2. Synthetic theory

The idea to develop a theory of motion by means of a set of purely numerical procedures is not new, but so far it has been used in the Solar System dynamics only for subsystems with a few bodies. The numerical approach was used as a complement to the analytical one, to integrate an analytically defined secular system (Laskar [1988]), or even to develop fully numerical theories of motion, but for the systems with fewer bodies. The first long-term direct numerical integrations of the equations of motion of the Solar System were made by Cohen and Hubbard ([1965]), who integrated five outer planets for 120,000 yr. This integration was later extended to 1 Myr by Cohen et al. ([1973]), and to 5 Myr by Kinoshita and Nakai ([1984]). As the computing power increased over the last couple of decades, the time span covered by integrations has also expanded, and Applegate et al. ([1986]), using a dedicated ``Digital Orrery'' computer, integrated orbits of the outer planets for more than 200 Myr, and later for even more. In the framework of the LONGSTOP project (Milani et al. [1987], Carpino et al. [1987], Nobili et al. [1989]) synthetic (as opposed to analytic) theories of motion of the outer planets were derived by means of a set of purely numerical procedures, which consisted in the integration of orbits of the planets for 9.3 Myr, later 100 Myr, with online digital filtering to eliminate short-periodic perturbations, and Fourier analysis of the filtered output to identify the spectral lines.
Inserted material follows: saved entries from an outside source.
PR #1023, opened 2022-02-08
feat: Add etcd database support

hudeng-go:
improve concurrent access and high availability of aptly with the help of the characteristics of etcd

Fixes #

## Requirements

## Checklist

- [x] documentation updated

### DIFF
--- a/Makefile
+++ b/Makefile
@@ -23,13 +23,10 @@ help:  ## Print this help
 	@grep -E '^[a-zA-Z][a-zA-Z0-9_-]*:.*?## .*$$' $(MAKEFILE_LIST) | sort | awk 'BEGIN {FS = ":.*?## "}; {printf "\033[36m%-30s\033[0m %s\n", $$1, $$2}'
 
 prepare:
-<<<<<<< HEAD
 	curl -sSfL https://raw.githubusercontent.com/golangci/golangci-lint/master/install.sh | sh -s -- -b $(shell go env GOPATH)/bin v1.51.2
 
 etcd-prepare:
-=======
 	curl -sSfL https://raw.githubusercontent.com/golangci/golangci-lint/master/install.sh | sh -s -- -b $(shell go env GOPATH)/bin v1.43.0
->>>>>>> d03d2325 (feat: Add system test for etcd)
 	# etcd test prepare
 	rm -rf /tmp/etcd-download-test/test-data && mkdir -p /tmp/etcd-download-test/test-data
 	if [ ! -e /tmp/etcd-${ETCD_VER}-linux-amd64.tar.gz ]; then curl -L ${DOWNLOAD_URL}/${ETCD_VER}/etcd-${ETCD_VER}-linux-amd64.tar.gz -o /tmp/etcd-${ETCD_VER}-linux-amd64.tar.gz; fi
@@ -83,8 +80,8 @@ ifeq ($(RUN_LONG_TESTS), yes)
 	if [ ! -e ~/aptly-fixture-db ]; then git clone https://github.com/aptly-dev/aptly-fixture-db.git ~/aptly-fixture-db/; fi
 	if [ ! -e ~/aptly-fixture-pool ]; then git clone https://github.com/aptly-dev/aptly-fixture-pool.git ~/aptly-fixture-pool/; fi
 	# TODO: maybe we can skip imgrading levledb data to etcd
-	PATH=$(BINPATH)/:$(PATH) && . system/env/bin/activate && APTLY_VERSION=$(VERSION) $(PYTHON) system/leveldb2etcd.py --datadir ~/aptly-fixture-db
-	PATH=$(BINPATH)/:$(PATH) && . system/env/bin/activate && APTLY_ETCD_DATABASE="127.0.0.1:2379" APTLY_VERSION=$(VERSION) $(PYTHON) system/run.py --long $(TESTS)
+	PATH=$(BINPATH)/:$(PATH) && . system/env/bin/activate && $(PYTHON) system/leveldb2etcd.py --datadir ~/aptly-fixture-db
+	PATH=$(BINPATH)/:$(PATH) && . system/env/bin/activate && APTLY_DATABASE_TYPE="etcd" APTLY_DATABASE_URL="127.0.0.1:2379" APTLY_VERSION=$(VERSION) $(PYTHON) system/run.py --long $(TESTS)
 endif
 
 bench:
--- a/Makefile
+++ b/Makefile
@@ -15,7 +15,7 @@ COVERAGE_DIR?=$(shell mktemp -d)
 ETCD_VER=v3.5.2
 DOWNLOAD_URL=https://storage.googleapis.com/etcd
 
-all: modules test bench check system-test
+all: modules test bench check system-test system-test-etcd
 
 # Self-documenting Makefile
 # https://marmelab.com/blog/2016/02/29/auto-documented-makefile.html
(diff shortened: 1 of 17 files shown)


hudeng-go:
@lbolla Resolve system test errors at #1022

lbolla:
@hudeng-go Looking good to me. What do you think of this comment on the other ticket? https://github.com/aptly-dev/aptly/pull/1022#issuecomment-1031567248

system/run-etcd.py
```diff
@@ -0,0 +1,175 @@
+#!/usr/bin/env python
```
lbolla, line 1: This script is almost identical to `system/run.py`:
```
/tmp/aptly etcd-dev ❯ diff system/run.py system/run-etcd.py
97a98,100
>                     t.configOverride = {
>                         "databaseEtcd": "127.0.0.1:2379"
>                     }
```
It would be much better to have a flag or an env variable to tell the test runner script to use etcd, rather than duplicate the whole script.

Moreover, I suspect that using `configOverride` may not work on all cases. Many unittests set their own overrides, so either they will be overwritten with the `databaseEtcd` key or viceversa.

Maybe `databaseEtcd` could come from the environment, e.g. `APTLY_ETCD_DATABASE` and set in `lib.py:BaseTest.config` dictionary?

lbolla (changes requested):

system/lib.py
```diff
@@ -142,6 +142,7 @@ class BaseTest(object):
         "gpgDisableSign": False,
         "ppaDistributorID": "ubuntu",
         "ppaCodename": "",
+        "databaseEtcd": "%s" % os.environ["APTLY_ETCD_DATABASE"],
```
lbolla, line 145: This will throw a `KeyError` if the env var is not set, which it isn't in the normal `system-tests`. Maybe use `os.environ.get("APTLY_ETCD_DATABASE") or ""` to make sure we have a valid value in the config?

context/context.go
```diff
@@ -287,7 +288,12 @@ func (context *AptlyContext) _database() (database.Storage, error) {
 	if context.database == nil {
 		var err error
 
-		context.database, err = goleveldb.NewDB(context.dbPath())
+		if context.config().DatabaseEtcd != "" {
```
lbolla, line 291: I wonder if we should have a more explicit way to pick the database, rather than look at `DatabaseEtcd`.

Maybe having a new config like `databaseBackend` to be one of: "leveldb", "etcd", etc.? What do you think?

lbolla:
@hudeng-go Tests failed... https://github.com/aptly-dev/aptly/runs/5140408342?check_suite_focus=true
They also log *a lot* and take quite a long time, which will eat our free allowance of GH actions... Can you think of a solution?

hudeng-go:
> @hudeng-go Tests failed... https://github.com/aptly-dev/aptly/runs/5140408342?check_suite_focus=true They also log _a lot_ and take quite a long time, which will eat our free allowance of GH actions... Can you think of a solution?

Sorry, it took a long time to link etcd when migrating data. We are looking for the reason.

lbolla:
@hudeng-go I had to stop the CI once again, as it was stuck... Can we make the script so that it would crash at the first error, so we don't continue a clearly failing test?

hudeng-go:
> @hudeng-go I had to stop the CI once again, as it was stuck... Can we make the script so that it would crash at the first error, so we don't continue a clearly failing test?

I have modified the migration script to exit with an error. Sorry again.

hudeng-go:
> 



> @hudeng-go I had to stop the CI once again, as it was stuck... Can we make the script so that it would crash at the first error, so we don't continue a clearly failing test?

In my environment, data can be migrated to normally. I don't know why I can't connect to etcd database in GH action environment.

Makefile
```diff
@@ -47,6 +56,15 @@ ifeq ($(RUN_LONG_TESTS), yes)
 	PATH=$(BINPATH)/:$(PATH) && . system/env/bin/activate && APTLY_VERSION=$(VERSION) $(PYTHON) system/run.py --long $(TESTS)
 endif
 
+system-test-etcd: install system/env
+ifeq ($(RUN_LONG_TESTS), yes)
+	if [ ! -e ~/aptly-fixture-db ]; then git clone https://github.com/aptly-dev/aptly-fixture-db.git ~/aptly-fixture-db/; fi
+	if [ ! -e ~/aptly-fixture-pool ]; then git clone https://github.com/aptly-dev/aptly-fixture-pool.git ~/aptly-fixture-pool/; fi
+	# TODO: maybe we can skip imgrading levledb data to etcd
+	PATH=$(BINPATH)/:$(PATH) && . system/env/bin/activate && $(PYTHON) system/leveldb2etcd.py --datadir ~/aptly-fixture-db
+	PATH=$(BINPATH)/:$(PATH) && . system/env/bin/activate && APTLY_DATABASE_TYPE="etcd" APTLY_DATABASE_TYPE="127.0.0.1:2379" APTLY_VERSION=$(VERSION) $(PYTHON) system/run.py --long $(TESTS)
```
lbolla, line 65: I guess the second APTLY_DATABASE_TYPE should read APTLY_DATABASE_URL instead?

context/context.go
```diff
@@ -287,7 +288,12 @@ func (context *AptlyContext) _database() (database.Storage, error) {
 	if context.database == nil {
 		var err error
 
-		context.database, err = goleveldb.NewDB(context.dbPath())
+		if context.config().DatabaseBackend.Type == "etcd" {
+			context.database, err = etcddb.NewDB(context.config().DatabaseBackend.Url)
+		} else {
+			context.database, err = goleveldb.NewDB(context.dbPath())
```
lbolla, line 294: I see the reason for using `DatabaseBackend.Type` as recommended. I wonder though if we can adapt `dbPath` (i.e. `rootPath/db`) into your new `DbConfig` structure? We must be backward compatible though. Maybe it's worth raising a separate ticket once this is merged.

lbolla:
> @hudeng-go I had to stop the CI once again, as it was stuck... Can we make the script so that it would crash at the first error, so we don't continue a clearly failing test?

Once https://github.com/aptly-dev/aptly/pull/1033 is merged, you can rebase to ensure we have stricter timeouts for CI jobs, and avoid tests wasting our GHA allowance.

lbolla:
> > @hudeng-go I had to stop the CI once again, as it was stuck... Can we make the script so that it would crash at the first error, so we don't continue a clearly failing test?
> 
> Once #1033 is merged, you can rebase to ensure we have stricter timeouts for CI jobs, and avoid tests wasting our GHA allowance.

#1033 is merged. Please rebase this branch before carrying out further tests. Thanks!

lbolla:
@hudeng-go On my humble LXD image, which I use for development, `etcd` is using quite a lot of resources. Maybe it crashes on CI because it's too memory/cpu hungry?
Screenshot from 2022-02-14 14-09-04

Makefile
hudeng-go: Yes, my mistake.

hudeng-go:
> @hudeng-go On my humble LXD image, which I use for development, `etcd` is using quite a lot of resources. Maybe it crashes on CI because it's too memory/cpu hungry? Screenshot from 2022-02-14 14-09-04

Is aptly in makefile_ DATABASE_ It's my fault that the URL environment variable is incorrectly configured

context/context.go
hudeng-go: I don't quite understand. At present, this dbpath should be available only for leveldb, and the current processing method should be compatible with it. My idea is that if the dbconfig configuration in the configuration file is empty, the default leveldb is used as the back-end, and leveldb compatibility should not be required in dbconfig. This is also explained in the man document.

tomsiewert:
Is there any update to bring this patch into upstream?

tomsiewert:
@randombenj As you seem to be the most active reviewer/contributor for Aptly, could you please review this?

neolynx:
Hi all,

maybe we should rebase this on master first, which seems to be a bit of work.. any chance someone could help with this ?

neolynx:
Hi all,

could anyone have a look at why the test is running into a timeout in https://github.com/aptly-dev/aptly/pull/1284 ?

neolynx:
please git the maintainers force push permissions, so the branch on the PR git repo can be rebased.

In the meanwhile, see: https://github.com/aptly-dev/aptly/pull/1304

neolynx:
Hi all,

it's been a while, but I guess 2 years late is better then never. Please test https://github.com/aptly-dev/aptly/pull/1304 as it is ready to merge soon !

One advantage of such a procedure is that it allows a direct quantitative comparison with the results of analytic theories. This represents the core of the method applied in the present paper, although some adaptations to the asteroid case had to be done, We computed proper elements for numbered and multi-opposition asteroids, with initial conditions taken from the astorb.dat osculating orbital elements data base for the epoch JD 2451100.5 provided by E. Bowell¹. The reason to select only asteroids observed at multiple oppositions was that only for these objects the accuracy of orbital elements is sufficient to match the accuracy of the proper elements we wanted to compute.